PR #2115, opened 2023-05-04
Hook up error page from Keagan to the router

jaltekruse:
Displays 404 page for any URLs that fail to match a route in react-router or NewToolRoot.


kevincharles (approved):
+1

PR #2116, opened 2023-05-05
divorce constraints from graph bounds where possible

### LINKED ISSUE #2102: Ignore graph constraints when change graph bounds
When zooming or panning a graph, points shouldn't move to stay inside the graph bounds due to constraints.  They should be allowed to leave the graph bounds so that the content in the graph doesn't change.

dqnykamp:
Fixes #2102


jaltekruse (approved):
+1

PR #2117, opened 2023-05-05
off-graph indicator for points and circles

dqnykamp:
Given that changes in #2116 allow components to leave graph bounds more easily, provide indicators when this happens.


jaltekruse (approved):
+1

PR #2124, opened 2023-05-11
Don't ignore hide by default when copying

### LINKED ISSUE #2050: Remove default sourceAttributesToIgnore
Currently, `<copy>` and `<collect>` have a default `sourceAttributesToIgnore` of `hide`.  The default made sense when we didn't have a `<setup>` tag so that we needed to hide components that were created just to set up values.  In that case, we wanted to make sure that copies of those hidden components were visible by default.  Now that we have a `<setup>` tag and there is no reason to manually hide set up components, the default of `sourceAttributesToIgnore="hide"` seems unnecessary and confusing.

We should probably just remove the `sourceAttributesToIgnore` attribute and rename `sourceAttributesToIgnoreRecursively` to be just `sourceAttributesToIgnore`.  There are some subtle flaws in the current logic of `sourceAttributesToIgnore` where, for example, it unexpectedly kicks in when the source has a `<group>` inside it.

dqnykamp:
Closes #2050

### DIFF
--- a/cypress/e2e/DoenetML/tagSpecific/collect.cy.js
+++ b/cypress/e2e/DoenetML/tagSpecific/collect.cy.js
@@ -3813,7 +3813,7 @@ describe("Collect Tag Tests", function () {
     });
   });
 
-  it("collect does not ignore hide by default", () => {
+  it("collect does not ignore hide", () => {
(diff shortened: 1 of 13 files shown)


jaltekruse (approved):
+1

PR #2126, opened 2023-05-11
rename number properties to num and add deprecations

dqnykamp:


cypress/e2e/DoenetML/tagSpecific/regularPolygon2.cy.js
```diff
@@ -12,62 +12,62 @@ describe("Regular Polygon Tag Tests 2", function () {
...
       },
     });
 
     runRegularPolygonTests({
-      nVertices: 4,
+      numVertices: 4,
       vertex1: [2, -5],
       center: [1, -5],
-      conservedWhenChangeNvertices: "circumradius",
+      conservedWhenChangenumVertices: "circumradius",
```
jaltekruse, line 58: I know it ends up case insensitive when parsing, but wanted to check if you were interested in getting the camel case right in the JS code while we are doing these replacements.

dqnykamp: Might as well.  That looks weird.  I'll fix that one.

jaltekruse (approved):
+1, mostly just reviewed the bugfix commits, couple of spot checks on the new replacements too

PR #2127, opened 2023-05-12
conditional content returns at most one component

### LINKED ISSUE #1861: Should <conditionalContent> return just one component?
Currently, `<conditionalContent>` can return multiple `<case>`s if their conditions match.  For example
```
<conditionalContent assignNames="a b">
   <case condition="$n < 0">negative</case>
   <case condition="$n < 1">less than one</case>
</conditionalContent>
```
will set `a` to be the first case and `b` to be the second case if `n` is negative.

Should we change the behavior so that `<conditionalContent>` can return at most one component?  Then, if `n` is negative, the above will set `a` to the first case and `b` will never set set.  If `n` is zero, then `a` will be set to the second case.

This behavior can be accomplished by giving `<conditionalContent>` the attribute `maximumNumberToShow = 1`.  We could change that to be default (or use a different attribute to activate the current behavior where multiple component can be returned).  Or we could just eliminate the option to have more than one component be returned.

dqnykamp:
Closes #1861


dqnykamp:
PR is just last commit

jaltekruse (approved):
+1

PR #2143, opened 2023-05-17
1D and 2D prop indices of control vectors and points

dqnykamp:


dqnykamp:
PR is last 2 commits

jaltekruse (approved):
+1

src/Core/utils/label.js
★ ★ ★ ★ ★ ★ ★
Reproduce all the records shown above, unchanged.

WRITTEN REPLY
PR #2115, opened 2023-05-04
Hook up error page from Keagan to the router

jaltekruse:
Displays 404 page for any URLs that fail to match a route in react-router or NewToolRoot.


kevincharles (approved):
+1

PR #2116, opened 2023-05-05
divorce constraints from graph bounds where possible

### LINKED ISSUE #2102: Ignore graph constraints when change graph bounds
When zooming or panning a graph, points shouldn't move to stay inside the graph bounds due to constraints.  They should be allowed to leave the graph bounds so that the content in the graph doesn't change.

dqnykamp:
Fixes #2102


jaltekruse (approved):
+1

PR #2117, opened 2023-05-05
off-graph indicator for points and circles

dqnykamp:
Given that changes in #2116 allow components to leave graph bounds more easily, provide indicators when this happens.


jaltekruse (approved):
+1

PR #2124, opened 2023-05-11
Don't ignore hide by default when copying

### LINKED ISSUE #2050: Remove default sourceAttributesToIgnore
Currently, `<copy>` and `<collect>` have a default `sourceAttributesToIgnore` of `hide`.  The default made sense when we didn't have a `<setup>` tag so that we needed to hide components that were created just to set up values.  In that case, we wanted to make sure that copies of those hidden components were visible by default.  Now that we have a `<setup>` tag and there is no reason to manually hide set up components, the default of `sourceAttributesToIgnore="hide"` seems unnecessary and confusing.

We should probably just remove the `sourceAttributesToIgnore` attribute and rename `sourceAttributesToIgnoreRecursively` to be just `sourceAttributesToIgnore`.  There are some subtle flaws in the current logic of `sourceAttributesToIgnore` where, for example, it unexpectedly kicks in when the source has a `<group>` inside it.

dqnykamp:
Closes #2050

### DIFF
--- a/cypress/e2e/DoenetML/tagSpecific/collect.cy.js
+++ b/cypress/e2e/DoenetML/tagSpecific/collect.cy.js
@@ -3813,7 +3813,7 @@ describe("Collect Tag Tests", function () {
     });
   });
 
-  it("collect does not ignore hide by default", () => {
+  it("collect does not ignore hide", () => {
(diff shortened: 1 of 13 files shown)


jaltekruse (approved):
+1

PR #2126, opened 2023-05-11
rename number properties to num and add deprecations

dqnykamp:


cypress/e2e/DoenetML/tagSpecific/regularPolygon2.cy.js
```diff
@@ -12,62 +12,62 @@ describe("Regular Polygon Tag Tests 2", function () {
...
       },
     });
 
     runRegularPolygonTests({
-      nVertices: 4,
+      numVertices: 4,
       vertex1: [2, -5],
       center: [1, -5],
-      conservedWhenChangeNvertices: "circumradius",
+      conservedWhenChangenumVertices: "circumradius",
```
jaltekruse, line 58: I know it ends up case insensitive when parsing, but wanted to check if you were interested in getting the camel case right in the JS code while we are doing these replacements.

dqnykamp: Might as well.  That looks weird.  I'll fix that one.

jaltekruse (approved):
+1, mostly just reviewed the bugfix commits, couple of spot checks on the new replacements too

PR #2127, opened 2023-05-12
conditional content returns at most one component

### LINKED ISSUE #1861: Should <conditionalContent> return just one component?
Currently, `<conditionalContent>` can return multiple `<case>`s if their conditions match.  For example
```
<conditionalContent assignNames="a b">
   <case condition="$n < 0">negative</case>
   <case condition="$n < 1">less than one</case>
</conditionalContent>
```
will set `a` to be the first case and `b` to be the second case if `n` is negative.

Should we change the behavior so that `<conditionalContent>` can return at most one component?  Then, if `n` is negative, the above will set `a` to the first case and `b` will never set set.  If `n` is zero, then `a` will be set to the second case.

This behavior can be accomplished by giving `<conditionalContent>` the attribute `maximumNumberToShow = 1`.  We could change that to be default (or use a different attribute to activate the current behavior where multiple component can be returned).  Or we could just eliminate the option to have more than one component be returned.

dqnykamp:
Closes #1861


dqnykamp:
PR is just last commit

jaltekruse (approved):
+1

PR #2143, opened 2023-05-17
1D and 2D prop indices of control vectors and points

dqnykamp:


dqnykamp:
PR is last 2 commits

jaltekruse (approved):
+1

src/Core/utils/label.js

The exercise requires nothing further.